§ **Directions for this task**: Below is a listing. Set down exactly the lines from the one containing "brotzeit: Does this" through the one containing "brotzeit: I think", both ends included, and leave out the rest.

§ **Data to examine**:
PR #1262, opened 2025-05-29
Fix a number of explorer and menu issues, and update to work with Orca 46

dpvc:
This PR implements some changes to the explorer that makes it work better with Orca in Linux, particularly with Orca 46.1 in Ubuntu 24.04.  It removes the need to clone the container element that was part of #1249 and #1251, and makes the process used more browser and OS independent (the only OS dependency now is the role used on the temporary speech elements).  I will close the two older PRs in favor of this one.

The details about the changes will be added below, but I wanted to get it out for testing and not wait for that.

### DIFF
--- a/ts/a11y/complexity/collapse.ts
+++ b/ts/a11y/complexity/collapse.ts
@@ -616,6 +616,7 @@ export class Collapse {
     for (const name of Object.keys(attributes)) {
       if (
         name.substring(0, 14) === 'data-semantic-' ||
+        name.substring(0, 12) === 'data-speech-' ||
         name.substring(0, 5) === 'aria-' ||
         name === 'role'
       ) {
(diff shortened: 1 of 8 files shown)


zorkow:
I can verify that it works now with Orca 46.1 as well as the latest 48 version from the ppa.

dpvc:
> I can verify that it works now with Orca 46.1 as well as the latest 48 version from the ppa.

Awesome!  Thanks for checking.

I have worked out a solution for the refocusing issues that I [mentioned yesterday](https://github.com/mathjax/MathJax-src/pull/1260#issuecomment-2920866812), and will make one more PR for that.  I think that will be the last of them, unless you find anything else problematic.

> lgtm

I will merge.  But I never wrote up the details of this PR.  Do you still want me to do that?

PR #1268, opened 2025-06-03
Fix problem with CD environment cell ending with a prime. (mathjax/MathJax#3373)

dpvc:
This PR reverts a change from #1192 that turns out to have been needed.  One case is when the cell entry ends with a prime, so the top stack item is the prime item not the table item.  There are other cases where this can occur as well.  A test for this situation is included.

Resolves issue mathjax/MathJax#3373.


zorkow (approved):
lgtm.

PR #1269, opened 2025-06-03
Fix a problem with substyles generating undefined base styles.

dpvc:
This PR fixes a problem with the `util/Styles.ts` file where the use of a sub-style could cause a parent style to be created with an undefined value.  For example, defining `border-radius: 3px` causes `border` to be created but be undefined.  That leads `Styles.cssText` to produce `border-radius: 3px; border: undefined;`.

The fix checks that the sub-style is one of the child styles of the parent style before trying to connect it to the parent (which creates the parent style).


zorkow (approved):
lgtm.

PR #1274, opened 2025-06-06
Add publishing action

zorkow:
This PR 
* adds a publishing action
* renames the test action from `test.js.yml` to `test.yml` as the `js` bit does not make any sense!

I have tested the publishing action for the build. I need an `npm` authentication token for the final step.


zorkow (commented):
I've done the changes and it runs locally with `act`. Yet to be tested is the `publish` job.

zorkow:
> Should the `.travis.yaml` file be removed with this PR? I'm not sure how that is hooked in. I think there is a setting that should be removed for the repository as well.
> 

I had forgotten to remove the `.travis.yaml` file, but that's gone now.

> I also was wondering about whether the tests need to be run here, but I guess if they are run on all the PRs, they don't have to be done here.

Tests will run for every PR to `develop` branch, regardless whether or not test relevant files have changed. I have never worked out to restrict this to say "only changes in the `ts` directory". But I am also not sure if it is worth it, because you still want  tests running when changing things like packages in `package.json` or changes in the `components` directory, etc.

...

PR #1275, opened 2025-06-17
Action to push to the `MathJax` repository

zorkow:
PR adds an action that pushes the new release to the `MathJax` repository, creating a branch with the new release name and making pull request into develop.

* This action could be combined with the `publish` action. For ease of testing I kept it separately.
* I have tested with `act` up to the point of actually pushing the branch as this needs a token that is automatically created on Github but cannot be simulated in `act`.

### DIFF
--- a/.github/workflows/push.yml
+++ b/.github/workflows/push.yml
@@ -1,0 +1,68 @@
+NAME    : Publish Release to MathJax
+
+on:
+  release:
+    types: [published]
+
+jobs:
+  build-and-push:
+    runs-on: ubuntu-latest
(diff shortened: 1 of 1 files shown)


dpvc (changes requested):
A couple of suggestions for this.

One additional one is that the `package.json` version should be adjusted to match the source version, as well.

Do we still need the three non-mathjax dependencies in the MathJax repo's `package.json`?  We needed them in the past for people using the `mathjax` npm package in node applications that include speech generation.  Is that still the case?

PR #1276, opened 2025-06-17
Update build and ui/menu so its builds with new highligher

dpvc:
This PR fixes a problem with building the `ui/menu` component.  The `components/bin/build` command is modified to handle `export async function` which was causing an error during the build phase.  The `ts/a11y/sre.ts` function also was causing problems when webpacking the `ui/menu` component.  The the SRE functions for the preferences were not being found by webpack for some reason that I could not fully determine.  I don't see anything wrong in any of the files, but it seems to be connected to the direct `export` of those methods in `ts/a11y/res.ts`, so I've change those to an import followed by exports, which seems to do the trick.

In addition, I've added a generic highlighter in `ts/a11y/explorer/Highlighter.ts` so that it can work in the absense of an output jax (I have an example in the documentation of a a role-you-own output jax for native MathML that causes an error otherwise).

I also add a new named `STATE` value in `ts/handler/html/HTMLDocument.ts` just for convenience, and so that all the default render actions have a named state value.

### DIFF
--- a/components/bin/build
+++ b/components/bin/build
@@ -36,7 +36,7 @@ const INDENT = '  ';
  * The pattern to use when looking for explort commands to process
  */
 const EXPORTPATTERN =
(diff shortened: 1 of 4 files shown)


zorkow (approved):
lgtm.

--

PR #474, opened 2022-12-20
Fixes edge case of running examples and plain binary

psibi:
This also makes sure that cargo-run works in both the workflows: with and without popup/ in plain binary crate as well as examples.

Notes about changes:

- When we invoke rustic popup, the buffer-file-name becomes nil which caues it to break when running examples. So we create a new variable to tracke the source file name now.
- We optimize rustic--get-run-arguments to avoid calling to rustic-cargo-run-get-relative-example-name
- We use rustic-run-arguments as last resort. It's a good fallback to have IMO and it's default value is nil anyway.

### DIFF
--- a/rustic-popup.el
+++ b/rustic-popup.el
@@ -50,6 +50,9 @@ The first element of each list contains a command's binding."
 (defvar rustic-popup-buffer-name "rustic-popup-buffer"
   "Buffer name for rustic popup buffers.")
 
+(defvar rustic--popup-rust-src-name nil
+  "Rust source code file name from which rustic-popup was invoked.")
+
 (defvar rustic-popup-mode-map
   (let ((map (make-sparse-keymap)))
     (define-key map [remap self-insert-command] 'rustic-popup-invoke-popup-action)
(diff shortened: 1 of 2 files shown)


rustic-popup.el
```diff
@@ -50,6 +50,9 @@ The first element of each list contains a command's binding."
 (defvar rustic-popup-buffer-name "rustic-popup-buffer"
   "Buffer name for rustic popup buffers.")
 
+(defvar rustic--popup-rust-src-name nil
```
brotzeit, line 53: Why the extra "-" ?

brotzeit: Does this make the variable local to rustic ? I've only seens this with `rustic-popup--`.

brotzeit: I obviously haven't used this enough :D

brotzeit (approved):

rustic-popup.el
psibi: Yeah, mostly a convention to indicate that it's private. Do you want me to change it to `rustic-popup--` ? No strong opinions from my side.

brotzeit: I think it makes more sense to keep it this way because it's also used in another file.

§ **Answer section**:
brotzeit: Does this make the variable local to rustic ? I've only seens this with `rustic-popup--`.

brotzeit: I obviously haven't used this enough :D

brotzeit (approved):

rustic-popup.el
psibi: Yeah, mostly a convention to indicate that it's private. Do you want me to change it to `rustic-popup--` ? No strong opinions from my side.

brotzeit: I think it makes more sense to keep it this way because it's also used in another file.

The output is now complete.